Il legno è una delle materie prime più utilizzate e versatili, presente in molti settori e prodotti della nostra vita quotidiana. Tuttavia, il legno ha anche un impatto ambientale significativo, sia nella sua produzione che nel suo smaltimento. Capire la raccolta differenziata del legno e come buttare il legno in maniera responsabile diventa cruciale per ridurre questi tipi di impatti. Come possiamo ridurre questo impatto e rendere il nostro consumo di legno più sostenibile? Esaminiamo l’importanza del corretto trattamento e riciclo del legno, le normative e i processi legati al legname, le possibilità di riciclo e recupero del legno, e i benefici che il riciclo legno comporta per l’ambiente.

Aspetto Dettagli
Classificazione CER 030000, 030100, 030104, 030105, 170201
Tipo di Rifiuto Legno
Metodi di Smaltimento – Raccolta differenziata presso centri autorizzati
– Trattamento di recupero e riciclo
– Trattamento di smaltimento finale
Normative Applicabili Decreto Legislativo 152/2006
Impatti Ambientali – Riduzione del consumo di legno vergine
– Riduzione della produzione di rifiuti
– Riduzione dell’abbandono e della combustione incontrollata del legno
Raccomandazioni – Raccolta differenziata
– Evitare abbandono e combustione del legno
– Favorire il riciclo e il recupero del legno

Perché lo smaltimento legno è importante

Come va smaltito il legno?
Riciclo Legno Ambientale

Il legno è una risorsa naturale e rinnovabile, ma non illimitata. Ogni anno, vengono tagliati circa 3,5 miliardi di metri cubi di legno nel mondo, di cui il 50% viene usato come combustibile, il 28% come materiale da costruzione, il 11% come pasta per carta e il resto per altri usi. Il legno è anche una fonte di rifiuti: secondo i dati dell’ISTAT, nel 2019 in Italia sono stati prodotti 4,7 milioni di tonnellate di rifiuti in legno, di cui il 60% proveniente da attività economiche e il 40% da famiglie. Questi scarti possono avere diverse origini e tipologie: imballaggi, mobili, pallet, cassette, potature, scarti di lavorazione, ecc. Lo smaltimento rifiuti in legno è regolato da una normativa specifica, che prevede l’obbligo di raccolta differenziata, il divieto di abbandono e di combustione, e la possibilità di recupero e riciclo. Esploriamo i benefici di gestire legno di scarto e legno usato, affrontando cosa legno significa per l’ambiente quando trasformato in metano attraverso processi non controllati. Ecco in dettaglio come funziona il processo di smaltimento del legno e quali sono le sue implicazioni ambientali.

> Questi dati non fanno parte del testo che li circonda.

PR #2445, opened 2021-02-19
Tock 2.0: implement Callback swapping restrictions

lschuermann:
### Pull Request Overview

This pull request is a follow-up to #2282, which was especially criticized for being only a part of the changes required to uphold all safety requirements we'd like to have with regards to Callback swapping restrictions. It's one implementation strategy out of many.

#### Issue

Essentially, the protections introduced in this PR are required because in the Tock 2.0 system call architecture, with every call to `subscribe`, the previous `Callback` provided by the application must be returned. If we were to not enforce any constraints here, this would have serious side effects:

- a `Callback` subscribed by process A could be handed back to process B.

  This leaks both the callback pointer and the `appdata` field of the `Callback` to another application.

- a `Callback` from one capsule could be given to another capsule and returned as part of a call to subscribe there.
- a `Callback`, passed to a driver under subscribe (subdriver) number `x` could be returned as part of a call to `subscribe` to the same driver under subscribe (subdriver) number `y`, where `x != y`.
- a capsule could pass back a _null callback_ (with callback pointer and appdata being 0), where a process has actually subscribed a `Callback` with non-null values before.

  All of these cases could cause inconsistencies and undefined behavior in userspace, if a process were to rely on the fact that the returned `Callback` is the one previously passed to the capsule.

  It was indicated that userspace libraries might want to rely on this behaviour for stack-allocated callbacks (especially in libtock-rs).

#### Guarantees made by this PR 

As a whole, this PR enables the kernel to check for these various cases

- a capsule cannot return a `Callback` originally passed to a different capsule in a `subscribe` invocation
- a capsule cannot return, as a result of a `subscribe` invocation, a callback which was provided by a different process
- a capsule cannot return, as a result of a `subscribe` invocation, a callback which was provided by the same process under a different subscribe / subdriver number
- a capsule cannot return a _null callback_ (e.g. a default Callback instance) where a process had subscribe a non-null `Callback` before

#### Why do we need a _default_ AND a _null_ callback?

As callbacks are commonly stored in Grant regions which must implement the `Default` trait, there must be some instance of a `Callback` which is also instantiable either through the `Default` trait, or without involving other components such as the core kernel. It is impractical to change Grant regions to have an alternative `Default`-like trait implementation for constructing them with a context.

However, if a capsule can construct an arbitrary number of `Callback` instances, this poses a problem: how can we know whether a `Callback` returned as a result of a `subscribe` invocation is an arbitrary default instance, or one which has been set by the process explicitly and how can we know whether this is the first `subscribe` invocation for this `(driver, subdriver, process)` combination, where it is legal to return a default callback instance?

This PR proposes a particular solution to this issue: by distinguishing between _default_ and _null_ callbacks (where _null_ callbacks are always bound to a specific process), and replacing all _default_ callbacks with process-bound callbacks upon process initialization, we can be sure that if a capsule returns a _null_ callback, it must belong to a specific process and couldn't have been created arbitrarily. Furthermore, `Callback`s do not implement `Clone` any longer, such that for each `(driver, subdriver, process)` combination only a single `Callback` instance can exist in the kernel, except for the time where a subscribe operation is being processed by the kernel.

Semantically, `struct Callback(Option<ProcessCallback>)`, where `Callback(None)` is a default callback and `Callback(ProcessCallback { appid: some_app, appdata: 0, fn_ptr: 0x0 })` is a process-bound null callback, is equivalent to just using `Option<ProcessCallback>` in the capsules directly. In my opinion that's also a bit cleaner, as it expresses the need to create a process-bound callback through the type system itself. However, I didn't want to do extensive changes to every capsule in this PR. it's already sufficiently long.

#### Implications

- This PR removes `Copy, Clone` trait implementations from `Callbacks`. I don't see any solution which wouldn't heavily modify larger parts of the OS to get around this. Most approaches I've come up with use the fact that through ownership and move semantics, we can control & limit the lifetime of `Callback`s effectively and at compile time.

- This PR adds another method to the `Driver` trait, which is called upon process initialization. This gives capsules a chance to replace all of their `Callback`s with process-bound _null_ `Callback`s by use of a `ProcessCallbackFactory` which guarantees that for each `(driver, subdriver, process)` combination only a single null `Callback` can be initialized.

  This can even be extended through an `AppSliceFactory` later, which would also register how many `AppSlice`s a specific capsule for a given process holds, such that the required AppSlice table in the kernel can be sized sufficiently.

  However, it introduces another hook where capsules are called and handed control in the system.

- This PR adds another method to the `Platform` trait, which can be used to invoke a closure on all installed drivers on the system. This is used to message global events to all capsules, such as process initialization.

  One could think about using this infrastructure to also communicate process exits / dies. This can, for instance, be used to turn off wireless radios when no process uses the hardware any more.

- This implementation strategy, in contrast to some others, does not require any central registry or other data structures. By tightly controlling the instances of the `Callback` type at compile time, we can uphold the desired guarantees without using additional data fields.

### Testing Strategy

This pull request was tested by trying to swap callbacks on a Hail board. It need more testing.

### TODO or Help Wanted

This pull request has the required changes to capsules and platforms implemented for only a small subset capsules and platforms respectively. I'd like to get feedback on this first prior to putting in even more work.

Currently, this PR only prints debug messages when a capsule misbehaves. This is done for compatibility and easier testing. Different handling strategies could be implemented later, such as "blocking" the capsule from further operation or panicing the system.

### Documentation Updated

### Formatting

- [ ] Ran `make prepush`.

### DIFF
--- a/boards/hail/src/main.rs
+++ b/boards/hail/src/main.rs
@@ -106,6 +106,28 @@ impl Platform for Hail {
             _ => f(None),
         }
     }
+
+    fn iter_drivers<F>(&self, f: F)
+    where
+        F: Fn(usize, &dyn kernel::Driver),
+    {
+        f(capsules::console::DRIVER_NUM, self.console);
+        f(capsules::gpio::DRIVER_NUM, self.gpio);
+        f(capsules::alarm::DRIVER_NUM, self.alarm);
+        f(capsules::spi_controller::DRIVER_NUM, self.spi);
+        // TODO: nrf51822_serialization
+        f(capsules::ambient_light::DRIVER_NUM, self.ambient_light);
+        f(capsules::adc::DRIVER_NUM, self.adc);
+        f(capsules::led::DRIVER_NUM, self.led);
+        f(capsules::button::DRIVER_NUM, self.button);
+        f(capsules::humidity::DRIVER_NUM, self.humidity);
+        f(capsules::temperature::DRIVER_NUM, self.temp);
+        f(capsules::ninedof::DRIVER_NUM, self.ninedof);
+        f(capsules::rng::DRIVER_NUM, self.rng);
+        f(capsules::crc::DRIVER_NUM, self.crc);
+        f(capsules::dac::DRIVER_NUM, self.dac);
+        // TODO: ipc
+    }
 }
 
 /// Helper function called during bring-up that configures multiplexed I/O.
--- a/boards/hail/src/main.rs
+++ b/boards/hail/src/main.rs
@@ -489,6 +489,7 @@ pub unsafe fn reset_handler() {
     kernel::procs::load_processes(
         board_kernel,
         chip,
+        &hail,
         core::slice::from_raw_parts(
             &_sapps as *const u8,
             &_eapps as *const u8 as usize - &_sapps as *const u8 as usize,
--- a/boards/litex/sim/src/main.rs
+++ b/boards/litex/sim/src/main.rs
@@ -142,6 +142,14 @@ impl Platform for LiteXSim {
             _ => f(None),
         }
     }
+
+    fn iter_drivers<F>(&self, f: F)
+    where
+        F: Fn(usize, &dyn kernel::Driver),
+    {
+        f(capsules::console::DRIVER_NUM, self.console);
+        f(capsules::alarm::DRIVER_NUM, self.alarm);
+    }
 }
 
 /// Reset Handler.
--- a/boards/litex/sim/src/main.rs
+++ b/boards/litex/sim/src/main.rs
@@ -404,6 +404,7 @@ pub unsafe fn reset_handler() {
     kernel::procs::load_processes(
         board_kernel,
         chip,
+        &litex_sim,
         core::slice::from_raw_parts(
             &_sapps as *const u8,
             &_eapps as *const u8 as usize - &_sapps as *const u8 as usize,
--- a/capsules/src/adc.rs
+++ b/capsules/src/adc.rs
@@ -1187,9 +1187,8 @@ impl<A: hil::adc::Adc + hil::adc::AdcHighSpeed> Driver for AdcDedicated<'_, A> {
             // subscribe to ADC sample done (from all types of sampling)
             0 => {
                 // set callback
-                self.appid.map_or(Err((callback, ErrorCode::FAIL)), |id| {
-                    let res = self
-                        .apps
+                let res = self.appid.map_or(Err(ErrorCode::FAIL), |id| {
+                    self.apps
                         .enter(*id, |app, _| {
                             mem::swap(&mut app.callback, &mut callback);
                         })
@@ -1200,13 +1199,14 @@ impl<A: hil::adc::Adc + hil::adc::AdcHighSpeed> Driver for AdcDedicated<'_, A> {
                                 self.appid.clear();
                             }
                             ErrorCode::from(err)
-                        });
-                    if let Err(err) = res {
-                        Err((callback, err))
-                    } else {
-                        Ok(callback)
-                    }
-                })
+                        })
+                });
+
+                if let Err(err) = res {
+                    Err((callback, err))
+                } else {
+                    Ok(callback)
+                }
             }
 
             // default
--- a/capsules/src/alarm.rs
+++ b/capsules/src/alarm.rs
@@ -16,7 +16,6 @@ enum Expiration {
     Enabled { reference: u32, dt: u32 },
 }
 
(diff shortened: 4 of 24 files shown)


phil-levis:
> Semantically, `struct Callback(Option<ProcessCallback>)`, where `Callback(None)` is a default callback and `Callback(ProcessCallback { appid: some_app, appdata: 0, fn_ptr: 0x0 })` is a process-bound null callback, is equivalent to just using `Option<ProcessCallback>` in the capsules directly. In my opinion that's also a bit cleaner, as it expresses the need to create a process-bound callback through the type system itself. However, I didn't want to do extensive changes to every capsule in this PR. it's already sufficiently long.

The current semantics of subscribe in the TRD indicate that the Null Upcall **can** have user data with it, which will be correctly stored and returned on a subsequent call to `subscribe`. Should we restrict this such that the `appdata` field must also be 0? I am tempted to say no, that `appdata` acts normally.

phil-levis:
>     * This PR adds another method to the `Platform` trait, which can be used to invoke a closure on all installed drivers on the system. This is used to message global events to all capsules, such as process initialization.

Does this mean that all capsules which store a Callback in a grant region will allocate their grant region? We've so far been relying on lazy grant allocation, such that a kernel allocates grant regions only for capsules that use them. With this, we'll have to always have a grant region large enough for every possible grant?

phil-levis:
>     * This implementation strategy, in contrast to some others, does not require any central registry or other data structures. By tightly controlling the instances of the `Callback` type at compile time, we can uphold the desired guarantees without using additional data fields.

+1

lschuermann:
> Does this mean that all capsules which store a Callback in a grant region will allocate their grant region?

Yes, that is an unfortunate consequence of this PR. Enforcing the desired invariants while not increasing memory demands significantly and providing sufficiently good developer ergonomics is a constrained optimization problem I've spent a lot of work on, and each time I seem to miss one aspect. :disappointed: 

My reverse ask would be: how large is the impact of the lazy grant allocation, really? For sure, apps generally don't use every capsule installed on a board, although I expect reasonably complex processes to interact with a bunch. Furthermore, is there a way around this (for instance, could we force processes to initialize drivers prior to first use, so force the process to trigger the call to `Driver::process_init`)? I fear something like that might change the semantics around Tock apps quite a bit.

Without trying to mess up Tock's core ideas too much, could one think about making Grant allocation more explicit? I used to not know about this and took their seemingly static existence for granted (no pun intended). Still today I forget about it sometimes (like here). If we could think about an explicit `.allocate()`, it could map well to a process explicitly requesting/initializing a driver, which seems to be common around other OSes as well.

hudson-ayers:
> My reverse ask would be: how large is the impact of the lazy grant allocation, really?

I looked into this briefly: on Imix today, allocating every grant for every process requires about 1100 bytes of memory per process. For our default of 4 processes per board, that is 4400 bytes of memory for grants. 

> Furthermore, is there a way around this (for instance, could we force processes to initialize drivers prior to first use, so force the process to trigger the call to Driver::process_init)?

I think there are a lot of reasons this would be nice, but one thing to consider is that dynamically loadable apps are a long-standing goal of Tock, and we probably don't want to commit to a kernel design that makes dynamically loaded apps impossible.

jrvanwhy:
I have been trying to support extremely-small apps in libtock-rs. I shrunk one of the tock-on-titan apps down to 648 bytes of RAM, not counting the grant region.

hudson-ayers:
One idea: would it be possible to construct the default callbacks as part of the existing lazy initialization? 

The lazy initialization is in `kernel/src/grant.rs`, in `AppliedGrant::get_or_allocate()`. Could we call `process_init()` from within that function, after creating the default version of `T`, but before creating the `AppliedGrant`?

That also might make it possible to re-use the `grant_index` to uniquely identify grant regions, rather than using `driver_num`, which is kinda nice because that means it is still possible for a capsule to have multiple grant regions if that was desired for some reason.

bradjc:
I don't quite understand how this approach works. Is there a step-by-step explanation of exactly what the procedure is that the kernel goes though to implement the callback swap restriction? That would be good to have in a comment somewhere.

----

Pre-allocating every grant effectively removes the grant mechanism entirely. The net effect is we no longer do per-process dynamic memory allocation, and instead just statically allocate enough memory for every possible kernel operation, whether a process cares about it or not. I don't think we should pursue this, but if we do we should probably re-write the grant code since it no longer would need to do any dynamic allocations.

lschuermann:
Superseeded by #2462 because of the obvious drawbacks regarding Grant region allocation mentioned by @phil-levis and others. Thanks for the feedback!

Normativa e Processo di Smaltimento del Legno

La normativa vigente per lo smaltimento del legno è il Decreto Legislativo 152/2006, che classifica i rifiuti in legno come rifiuti speciali non pericolosi, e stabilisce le modalità di gestione, trasporto e smaltimento degli stessi. La normativa incoraggia a raccogliere il legno in modo da favorire riciclo e smaltimento efficaci, riducendo le tonnellate di legno che finirebbero in discarica. In particolare, la normativa prevede che i rifiuti in legno:

  • devono essere raccolti in modo differenziato dagli altri rifiuti, e conferiti presso i centri di raccolta autorizzati, oppure ritirati da operatori specializzati che offrono il servizio di raccolta e gestione.
  • non possono essere abbandonati nell’ambiente, né bruciati all’aperto o in camini domestici, in quanto ciò comporta il rilascio di sostanze inquinanti e nocive per la salute e l’ambiente.
  • devono essere sottoposti a un processo di recupero e riciclo, se possibile, oppure a un trattamento di smaltimento finale, se non recuperabili.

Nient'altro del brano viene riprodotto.